= What is required =
Search the records for the string "using", and show each line where it appears.

= Provided entries =
Start of Block
PR #74, opened 2016-06-16
Add subtitle and audio source abstractions

### LINKED ISSUE #72: Create Subtitle and AudioSource abstractions
Currently in clappr we are using AVFoundation abstractions for subtitles and audiosources.

diegomarcon:
Clappr should not use models from AVFoundation.

Closes #72

### DIFF
--- a/Pod/Classes/Plugin/Playback/AVFoundationPlayback.swift
+++ b/Pod/Classes/Plugin/Playback/AVFoundationPlayback.swift
@@ -18,19 +18,18 @@ public class AVFoundationPlayback: Playback {
     public override var pluginName: String {
         return "AVPlayback"
     }
-
+    
     public override var selectedSubtitle: Subtitle? {
         get {
             let option = getSelectedMediaOptionWithCharacteristic(AVMediaCharacteristicLegible)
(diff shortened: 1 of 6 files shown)


Pod/Classes/Plugin/Playback/AVFoundationPlayback.swift
```diff
@@ -19,30 +19,38 @@ public class AVFoundationPlayback: Playback {
...
-    public override var selectedSubtitle: AVMediaSelectionOption? {
+    public override var selectedSubtitle: Subtitle? {
         get {
-            return getSelectedMediaOptionWithCharacteristic(AVMediaCharacteristicLegible)
+            let option = getSelectedMediaOptionWithCharacteristic(AVMediaCharacteristicLegible)
+            return Subtitle.fromAVMediaSelectionOption(option)
         }
         set {
-            setMediaSelectionOption(newValue, characteristic: AVMediaCharacteristicLegible)
+            if let newOption = newValue?.raw as? AVMediaSelectionOption {
```
towerz: There should be a way to disable subtitles (setting the `AVMediaSelectionOption` to `nil`)

PR #76, opened 2016-06-20
AVPlayback: Refactor can play to deal with path extension

diegomarcon:
Before this PR AVFoundationPlayback was accepting any valid NSURL as a source.


Pod/Classes/Plugin/Playback/AVFoundationPlayback.swift
```diff
@@ -46,11 +46,13 @@ public class AVFoundationPlayback: Playback {
...
     public override class func canPlay(options: Options) -> Bool {
-        guard let urlString = options[kSourceUrl] as? String, let _ = NSURL(string: urlString) else {
+        guard let urlString = options[kSourceUrl] as? String,
+            let url = NSURL(string: urlString),
+            let pathExtension = url.pathExtension else {
             return false
         }
         
-        return true
+        return AVURLAsset.isPlayableExtendedMIMEType("video/\(pathExtension)")
```
towerz: I'm not sure this would work. Some streaming protocols don't use the `video/` prefix.  For example, m3u8 manifests use `application/x-mpegURL` as MIME type.

towerz:
👍

PR #84, opened 2016-06-23
Add player state properties to public API

### LINKED ISSUE #77: Improve public API to provide more status information
Something like this:
```swift
player.isFullscreen // Bool - whether or not the player is in fullscreen mode
player.version // String - the version string of the player instance

player.activeContainer // Container? - the container that is currently active 
player.activePlayback // Playback? - the playback associated to the active container
player.activePlayback.isPlaying // Bool - whether the active playback is playing the video
player.activePlayback.isPaused // Bool - whether the active playback is in a paused state
player.activePlayback.isBuffering // Bool - whether the active playback is in a buffering state
player.activePlayback.duration // Double - the duration of the video, in seconds
player.activePlayback.position // Double - the current position of the playback, in seconds
```

towerz:
Also refactors most core/container/playback states to properties. (Closes #77)

### DIFF
--- a/Pod/Classes/Base/Core.swift
+++ b/Pod/Classes/Base/Core.swift
@@ -19,6 +19,10 @@ public class Core: UIBaseObject, UIGestureRecognizerDelegate {
     public var activePlayback: Playback? {
         return activeContainer?.playback
     }
+
+    public var isFullscreen: Bool {
+        return self.fullscreenController.presentingViewController != nil
+    }
     
     required public init?(coder aDecoder: NSCoder) {
         fatalError("Should be using init(sources:[NSURL]) instead")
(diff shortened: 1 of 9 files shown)


Pod/Classes/Base/Core.swift
```diff
@@ -8,6 +8,17 @@ public class Core: UIBaseObject, UIGestureRecognizerDelegate {
     public var parentView: UIView?
     private var loader: Loader
     private lazy var fullscreenController = FullscreenController(nibName: nil, bundle: nil)
+
+    public var activeContainer: Container? {
+        guard let container = self.container else {
+            return nil
+        }
+        return container
```
diegomarcon: Can't we remove the guard clause? activeContainer is already optional

towerz: Indeed 👍

PR #97, opened 2016-07-21
Refactor plugin loading

fcapinho:


Pod/Classes/Plugin/Container/LoadingContainerPlugin.swift
```diff
@@ -1,12 +1,9 @@
 public class LoadingContainerPlugin: UIContainerPlugin {
     
-    private var spinningWheel: UIActivityIndicatorView
+    private var spinningWheel: UIActivityIndicatorView?
```
towerz: I think it would be better to use an implicitly unwrapped optional here:
```swift
private var spinningWheel: UIActivityIndicatorView!
```

Pod/Classes/Plugin/Container/LoadingContainerPlugin.swift
```diff
@@ -26,32 +30,36 @@ public class LoadingContainerPlugin: UIContainerPlugin {
         translatesAutoresizingMaskIntoConstraints = false
         
         let widthConstraint = NSLayoutConstraint(item: self, attribute: .Width, relatedBy: .Equal,
-            toItem: nil, attribute: .NotAnAttribute, multiplier: 1, constant: spinningWheel.frame.width)
+                                                 toItem: nil, attribute: .NotAnAttribute, multiplier: 1,
```
towerz: Just for style purposes, when this happen we should format with one of these options:
- If there are no blocks in the parameter list, we should avoid column indentation, only indenting by one level, like it was before this change.
```swift
let widthConstraint = NSLayoutConstraint(item: self, attribute: .Width, relatedBy: .Equal,
    toItem: nil, attribute: .NotAnAttribute, multiplier: 1,
    constant: spinningWheel!.frame.width)
```
- If there are blocks in the parameter list, or we want a column-style formatting for some reason, break the line on the first parameter (just after `(`) and then put a parameter per line, with a single indentation for each
```swift
let widthConstraint = NSLayoutConstraint(
    item: self, 
    attribute: .Width,
    relatedBy: .Equal,
    toItem: nil, 
    attribute: .NotAnAttribute,
    multiplier: 1,
    constant: spinningWheel!.frame.width)
```

Pod/Classes/Plugin/Container/UIContainerPlugin.swift
```diff
@@ -16,6 +16,15 @@ public class UIContainerPlugin: UIPlugin, Plugin {
         super.init(frame: CGRectZero)
     }
     
+    public required init(context: UIBaseObject) {
+        super.init(frame: CGRectZero)
+        if let tempContainer = context as? Container {
```
towerz: The `container` attribute should be an implicitly unwrapped optional, to avoid force unwrapping on calls and chaining `?`. We already check for `nil` instances on the initializer.
When using `if let` or `guard let` statements, we should keep the variable name clean of `temp` prefixes. Using just `container` as variable name would be better:
```swift
if let container = context as? Container {
    self.container = container
}
```
We should avoid using `;` as well, unless required.

Pod/Classes/Plugin/Container/UIContainerPlugin.swift
```diff
@@ -16,6 +16,15 @@ public class UIContainerPlugin: UIPlugin, Plugin {
...
+            self.container = tempContainer;
```
towerz: We should avoid using `;` as well, unless required.

Pod/Classes/Plugin/Core/UICorePlugin.swift
```diff
@@ -16,6 +16,15 @@ public class UICorePlugin: UIPlugin, Plugin {
         super.init(frame: CGRectZero)
     }
 
+    public required init(context: UIBaseObject) {
+        super.init(frame: CGRectZero)
+        if let tempCore = context as? Core {
```
towerz: Same thing here: use implicitly unwrapped optional and avoid using `temp` prefixes.

towerz:
🚀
End of Block
= Answer for the task =
Currently in clappr we are using AVFoundation abstractions for subtitles and audiosources.
         fatalError("Should be using init(sources:[NSURL]) instead")
When using `if let` or `guard let` statements, we should keep the variable name clean of `temp` prefixes. Using just `container` as variable name would be better:
We should avoid using `;` as well, unless required.
towerz: We should avoid using `;` as well, unless required.
towerz: Same thing here: use implicitly unwrapped optional and avoid using `temp` prefixes.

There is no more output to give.